Quello di Ennio Piccaluga è dichiaratamente oltranzista, non preciso nelle cifre, ma pone un interrogativo inquietante, che non può essere liquidato sbrigativamente: “Vittime civili in Italia, nella II guerra mondiale: 25.000 di cui 20.000 a Foggia. Praticamente la guerra l’hanno fatto solo i civili di Foggia. E meno male che quelli che hanno bombardato erano alleati… Se Foggia ancora adesso è all’ultimo posto per qualità di vita, in Italia, è per questo motivo. E nessuno ha mai pensato di porvi rimedio in qualche modo, né gli USA, tanto meno il governo italiano.”
Per amor di verità, va precisato che non è mai stata fatta una stima esauriente delle vittime provocate dai bombardamenti in Italia. Furono sicuramente di più delle 25.000 riportate da Piccaluga (secondo lo storico inglese Eric Morris, 64.000, secondo fonti vicine alla destra, oltre 100.000), così come le vittime foggiane sono state verosimilmente inferiori alle 22.000 ufficiali. Resta, tuttavia, tutta l’attualità e la pregnanza dell’interrogativo posto da Piccaluga: in che relazione sta la tragica estate del 1943, con il successivo declino vissuto dal capoluogo dauno, che nell’Ottocento i geografi indicavano come la seconda città del Regno, dopo Napoli? Per dirla tutta, c’è stato un ruolo – e, se sì, qual è stato – della guerra e dell’occupazione alleata nell’innescare il processo di marginalizzazione che Foggia e la Capitanata hanno vissuto, rispetto alla Puglia?
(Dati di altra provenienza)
PR #385, opened 2023-06-15
Support pod name over 63 characters

### LINKED ISSUE #375: Pod name can't be more than 63 characters in length
Bug Report
---

Type: *bug report*

### What happened
If we want to create a pod, the name of which has a length more than 63 characters, it will be stuck in `ContainerCreating` status and cannot be `Running`. "unable to couple IPs" error happens.

This pod can be created successfully.

### Environment
- hybridnet version: v0.8.0
- OS (e.g. `cat /etc/os-release`): Anolis OS
- Kernel (e.g. `uname -a`): 4.19
- Kubernetes version: v1.22
- Install tools: sealer
- Others:

hhyasdf:
Pull Request Description
---

Make pods, the name of which has a length more than 63 characters, can be created successfully.

Fixes #375 

### Describe how you did it
If the length pod name is over 63 characters, hash it to a 63-characters string when it needs to be as a label value of IPInstance.

### Special notes for reviews

### DIFF
--- a/pkg/utils/transform/ipam.go
+++ b/pkg/utils/transform/ipam.go
@@ -17,6 +17,8 @@
 package transform
 
 import (
+	"crypto/md5"
+	"fmt"
 	"net"
 
 	v1 "github.com/alibaba/hybridnet/pkg/apis/networking/v1"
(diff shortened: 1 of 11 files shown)


pkg/utils/transform/ipam.go
```diff
@@ -77,6 +80,20 @@ func TransferIPInstancesForIPAM(ips []*v1.IPInstance) []*ipamtypes.IP {
 	return ret
 }
 
+func TransferPodNameForLabelValue(podName string) string {
+	if len(podName) == 0 {
```
mars1024, line 84: this judgement seems useless :)

mars1024 (dismissed):
/lgtm

pkg/utils/transform/ipam.go
hhyasdf: done~

mars1024 (approved):
/lgtm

Non lo so. Alcuni autorevoli storici, come Franco Mercurio, sostengono di sì (potete leggere in proposito questa lettera meridiana: Foggia e la ricostruzione post-bellica, come al danno si aggiunse la beffa). Per Mercurio, nel mancato riconoscimento dei danni patiti dai bombardamenti sta anche il germe del cosiddetto foggianesimo, ovvero della tendenza dei foggiani a lamentarsi, sempre e comunque. Io non sono uno storico, ma giro volentieri la domanda posta da Piccaluga agli amici e ai lettori del blog.
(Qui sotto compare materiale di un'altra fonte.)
Issue #383, opened 2023-06-13
The wrong interfaces in CNI result generated by hybridnet plugin


mars1024:
Bug Report
---

Type: *bug report*

### What happened

As CNI spec, the interfaces of CNI result should be the ones which were created inside container. Then it will be passed through CNI chain, and being operated by some other chained plugins (e.g. tuning, sbr...).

L’altro commento che mi ha fatto molto riflettere è di Rino Severo, pensatore vulcanico ed autodidatta, nonché mio amico d’infanzia. Riguarda il tema, delicatissimo, della rimozione consapevole, del non voler ricordare. Ecco quanto scrive Rino: “Mentre leggevo l’articolo del bravo Geppe, mi è sorta una domanda, ovvero a che serve ricordare degli avvenimenti che riguardano Foggia e i suoi 20.000 morti se Foggia non vuole ricordare? A che serve ricordare se il famoso monumento è dal 1943 che è stato ideato e forse anche disegnato e che ancora non vede la luce nella nostra città? È forse un vezzo di noi foggiani, mi aggiungo anche – io che non amo Foggia, non per Foggia, ma per i foggiani che stanno a Foggia-, che mettiamo in essere qualche cosa d’importante solo dopo ripetute sollecitazioni? La risposta, ebbene, è una sola: siamo sordi, ciechi e muti davanti a tutto e a tutti.Non riusciamo a muovere un dito se non per il nostro interesse, potremmo anche vivere da soli, isolati e abbarbicati sulla nostra misera isoletta, però ricordiamoci che da soli non siamo niente, e il nostro valore lo si scopre solo se riusciremo a porci in relazione con il nostro prossimo. Allora a che serve ricordare, riesumare i mille e mille ricordi se poi non vogliamo ricordare? Già non vogliamo ricordare, diventeremo una città senza storia e senza memoria, dovremmo pure pensarci prima o dopo. Buona notte, gente senza memoria.”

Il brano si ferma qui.